Make them comfortable. Chat, don’t interrogate. When folk are at their ease they will unpack the story for you. Bear in mind, they don’t think they have anything of interest. It’s their day-to-day life. If they had such awareness they’d be in competition! I am always at pains to listen and … be kind. You catch more flies with honey…

What’s your relationship to the stories in your books – is it the storyteller, the custodian? It was moving to attend packed audiences in Hull Minster, in which the stories seemed to become ‘our’ stories. And then with the likes of Reg Meuross, some storytelling baton has been passed on.

I am always moved when art begets art. And The Headscarf Revolutionaries certainly did that. It inspired two radio documentaries, one BBC TV documentary, poetry by Helen Mort, Music by Joe Solo and Reg Meuross and is in development with the acclaimed director Mark Herman (Brassed Off, The Boy in the Striped Pyjamas, Little Voice etc.). I toured England with Reg with a multi-media theatre piece, with his song cycle at its heart. I am also working with a songwriter with music inspired by The Luckiest Thirteen too. So, I suppose I am more than a storyteller in as much as I get a wider audience that just that of my readers. An old skipper who advises me paid me what I think was a great compliment. He said, “Brian you are our community’s clarion.” I like that. A clarion. Yes, I’ll take that all day.

When you’re researching your books, is there a point when you say ‘Yes that’s it. I see how to shape this into a book now.’

The Luckiest ThirteenThere’s a point when I can almost recite the research. Then I write. Unlike when I write fiction – especially short prose and poetry. With this latest book there were some sad personal issues early on that set me back – but now I am writing and can recite the research. Also, every nonfiction writer needs a bit of luck. Mine came via a very old man. Across 30 years he was involved in the government investigations into the mystery ship Gaul – which is at the core of my latest work, Spynet: The Enigma of the Gaul. The old fellow in question had kept files that filled a room, which he gave to me via a friend. Contacts are important too. As is luck, but I also find the harder I work, the luckier I get.

There’s another Brian Lavery famous for writing maritime history. Are you in touch with each other at all?

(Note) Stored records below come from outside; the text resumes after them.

PR #233, opened 2019-03-22
Improve rateLimiting handling of RateLimitedEventListener

stonko1994:
## Description
Currently, the `RateLimitedEventListener` is checking if the delta of the `lastFiredTime` to the current timestamp is greater than the rate limit and if it will delegate the event. This lead to all events during the delta period will not be received.

## Problem
This leads to an issue e.g that the time in the `seekbarLabel` could be inaccurate if the user moves the mouse fast enough over the `seekbar`. (Moving during the delta period) Those events won't be delegated to the label and the time won't update. This again leads to the impression that the seeking is inaccurate 'cause the `currentTime` after seeking is different to the time seen in the `seekbarLabel`.

## Fix
We came up with the solution that the last seen event need to be triggered anyway after the `rateLimit` period.

## How to test
The easiest way to test this is to modify the `rateMs` value within the `seekbarlabel.ts#86` to something like 5000 and move the mouse over the seekbar and stop somewhen within the rate limit. The time in the `seekbarLabel` should then update after the period.
_The longer the stream is the easier this is to reproduce_

## Discussion
Should we add a flag if this feature (`fire-last-seen-event-after-rate-limit`) should be enabled or not?
_Currently there is no such flag_

### DIFF
--- a/CHANGELOG.md
+++ b/CHANGELOG.md
@@ -6,6 +6,9 @@ and this project adheres to [Semantic Versioning](http://semver.org/).
 
 ## [develop]
 
+### Changed
+- Dispatch last event of a rate-limited event sequence to `Event.subscribeRateLimited` listeners
+
 ### Fixed
 - Inaccurate time within `SeekBarLabel` on seek preview
 
--- a/CHANGELOG.md
+++ b/CHANGELOG.md
@@ -4,6 +4,11 @@ All notable changes to this project will be documented in this file.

We have never met. Although Radio 4 almost got us mixed up and I missed out on a bigger cheque when they realised their mistake! The other Brian is also Scottish, writes about maritime matters, but is far more encumbered by success than I. He is also the reason I had to find a middle initial, something which previously I did not have. As a result, I used “W” as a wee tribute to my father, William.